A Classic Re-post from 2005
I slept outside in a tent with the boys this weekend. The weather was ideal to sleep outdoors. The air was cool but not at all cold. The sky was clear. We enjoyed a fire each night including s’mores and a good-natured jumbo marshmallow war. We slept as well as you can on the hard ground, but well enough to sleep in until awakened as I suppose our Creator intended, by the first light of morning through branches of oak and pine and the natural music of birdsong.
One of the things that keeps me young is a long list of things I intend to do running just below the level of conscious thought in my mind. Some of those things are important and momentous. Others are simple but not less important in their own way. I was reminded of one Sunday morning at dawn. It was a beautiful birdsong too rich and musical for me to describe with a pen. That is when I was reminded of a simple project that has been waiting patiently on my list for a few years.
I would like to learn to identify birds and their songs. Maybe it was one of my mentors, Vance Havner, who first stirred this desire in me, in fact I am sure it was. Havner loved to describe his walks outdoors wherever he was preaching. It was rare for him to describe any time outdoors without some illusion to birds or birdsong.
For a few blissful years we lived in a quaint and quiet retreat at the dead-end of a road. I had a garret study on the second floor of the house with a window looking out to the east over fields. From that window I could often see the children at play with our dog. In the winter colorful birds gathered there to feed, brilliant against the white snow. I watched leaves blow down like rain from the huge Chinese Elm at the corner of the house. I could see across the field to the trees lining the creek and the hillside dotted with Dogwoods every spring.
Often I would start my day in meditation high on one of those hills overlooking the valley were our simple white farmhouse set. At the right time of the morning it was a symphony of birdsong.
I painted the small, enclosed back porch of our house bright white. On the porch I hung jackets on the wooden pegs for every season of the year as my grandfather had done. I put a pair of field-glasses there and a colorful field guide to identify birds. That’s when the idea for the project formed in my mind. My intentions were good but our time there was cut short by the sudden death of our landlord. We had to move and my education in ornithology would have to wait.
A few weeks ago at Camp Barakel we conducted the Thursday night chapel outdoors at sunset. Most birds sing in the morning, a few sing in the night, but there are those that make their most beautiful music for twilight vespers. The wind was blowing in the pines all around us. While we stood listening that evening the music drifted out of the woods, beautiful and sweet. I said to Paul Gardner, “Paul, I wish I knew what kind of bird it is that sings like that.” Paul said, “That is the song of a Wood Thrush” It pleased me to know it. You can listen to the song of the Wood Thrush here.

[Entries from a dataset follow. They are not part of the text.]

Issue #448, opened 2020-06-04
growing data demo breaks after several seconds


swharden:
![image](https://user-images.githubusercontent.com/4165489/83765751-915f8080-a649-11ea-8988-395d5756d94f.png)

StendProg:
Hi @swharden 
This error happens when the `Signal` goes to `RenderHighDensity` mode. It haven't any respects to `maxRenderIndex` and render full signal. But limits calculates correct...
Fixed in #454

swharden:
#454 is now merged

Issue #419, opened 2020-05-23
optional parallel processing for Signal and SignalXY


swharden:
Now that `Settings.GetPixel()` and `Settings.GetLocation()` are thread safe (#245, #72) maybe we can turn on `settings.misc.useParallel` by default.

I created a GUI test app (/dev/Benchmark) which tests performance and assesses stability of the user controls. They seem stable for me, and parallel processing definitely improves performance for large datasets. With 10 million points my FPS doubled (`25.5 FPS` to `57.5 FPS`)

![image](https://user-images.githubusercontent.com/4165489/82717437-13bf6c00-9c6a-11ea-8142-d17678e85400.png)

There's also a pure-bitmap test which doesn't use the user control.

![image](https://user-images.githubusercontent.com/4165489/82717452-2d60b380-9c6a-11ea-88c5-3050af37d6c0.png)

swharden:
@StendProg I enabled parallel processing by default, removed `useParallel` as an option, and even removed the old methods from plottables which don't use parallel processing. 

I think this is ok since the pixel lookup methods are now thread-safe (and your helpful tests confirm this will remain true, #245), but since this was a big change to `Signal` and `SignalConst` I wanted to make sure you were aware of it and find this acceptable.

StendProg:
@swharden 
A bit late sorry,
As i understand main reasone switching to parallel implementation only, is the code duplicates.
I think it's better stay it configurable. Parallel implementation works slower on small data sets, load all processor cores, contains a bunch of potential errors etc..
I will try to remove code duplicates in all parallel/sequental methods, to make it easy to support like in https://github.com/swharden/ScottPlot/pull/454/commits/3d8ae63e39967ed8d26f53049b6a98280ef1fef5 . But in low priority task.

swharden:
Hi @StendProg, thank you for correcting this issue and refactoring the Signal module in #454. I am very happy about your modifications! This is a great example of using LINQ to improve readability and utilize parallel processing.

https://github.com/swharden/ScottPlot/blob/08d42d0447a2cf0097f86c19969f973b0a71fa44/src/ScottPlot/plottables/PlottableSignal.cs#L203-L216

`ScatterXY` (#374) does not use parallel processing, but after 08d42d0447a2cf0097f86c19969f973b0a71fa44 it now accepts `bool useParallel` as a constructor argument. I believe the two slow calls which may benefit from parallel processing are these: 

[...]

PR #454, opened 2020-06-09
Signal RenderHighDensity fix and refactor

StendProg:
**Purpose:**
Fix not used `maxRenderIndex` in `RenderHighDensity()` mode. #448
Additionaly refactored `RenderHighDensity()`.
For now it easy to switch between parallel and sequental implementation without code duplicates.
`useParallel` return back as `Signal` public field. No idea how better implement it in API, but let it stay configurable (imho). Parallel calculations not always better... #419

**New functionality (code):**
User can switch to sequental calculations by
```cs
var signal = plt.PlotSignal(....);
signal.useParallel = false;
```

Growing data demo correct render:
image

### DIFF
--- a/dev/changelog.md
+++ b/dev/changelog.md
@@ -1,5 +1,8 @@
 # ScottPlot Changelog
 
+## ScottPlot 4.0.36 ⚠️ _in active development_
+* Signal plots now have an optional `useParallel` argument (and property) to allow the user to decide whether parallel or sequential calculations will be performed. (#454, #419, #245, #72) _Thanks @StendProg_
+
 ## ScottPlot 4.0.35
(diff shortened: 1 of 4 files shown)


StendProg:
I have no idea which sort order Azure prefers. VS made the right sort order, as I see.

swharden:
> Fix not used maxRenderIndex in RenderHighDensity() mode

Thanks for identifying the problem and correcting it @StendProg!

> Additional refactored RenderHighDensity(). `useParallel` is now public, so it is easy to switch between parallel and sequential implementation without code duplicates. 

This is a wonderful contribution. The file is much easier to read now, and your use of LINQ is excellent! Thanks!

> No idea how better implement it in API, but let it stay configurable (imho). Parallel calculations not always better...

You raise a good point in #419 that I did not consider: the user may have a good reason to _not_ use parallel mode, so we should maintain both parallel and non-parallel code, and make it easy for the user to switch between them.

In this PR you made `useParallel` a public property, and this is a good idea. 

I will reverse a change made by 6e6c86612ba15b02377cc2295588d8ef5a135bff and add `bool useParallel = true` as an optional argument in `Plot.PlotSignal()`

A few nights later the young people to whom I had been speaking for the week walked quietly to the natural amphitheater in the woods for their final reflections on the week of camp. Their words were sweet to the ears of those of us who’s hearts long for young people to “remember their creator in the days of their youth.” Between their testimonies the silence was broken by the popping of the wood fire and beautiful birdsongs like I had never heard before.
The amphitheater was ringed by rows of white pines with wispy-green needled branches. The birds must have been calling to each other from the branches of the pines. They were very near. I don’t know what you call the birds that were singing the song in the woods that night but I will. Someday I will. I will stroll though God’s creation and I will identify birds by their song and by their appearance.
The Master himself said, “consider the birds of the air.” He even took note of the fall of common sparrows so it must please him for us to study the sound and color of his birds. Their color and their song, their flight and their antics were all programmed into them for our study and delight. We worship and serve the Creator and admire all of his creatures. (Romans 1:25). Something as simple as birdsong stirs worship in our hearts.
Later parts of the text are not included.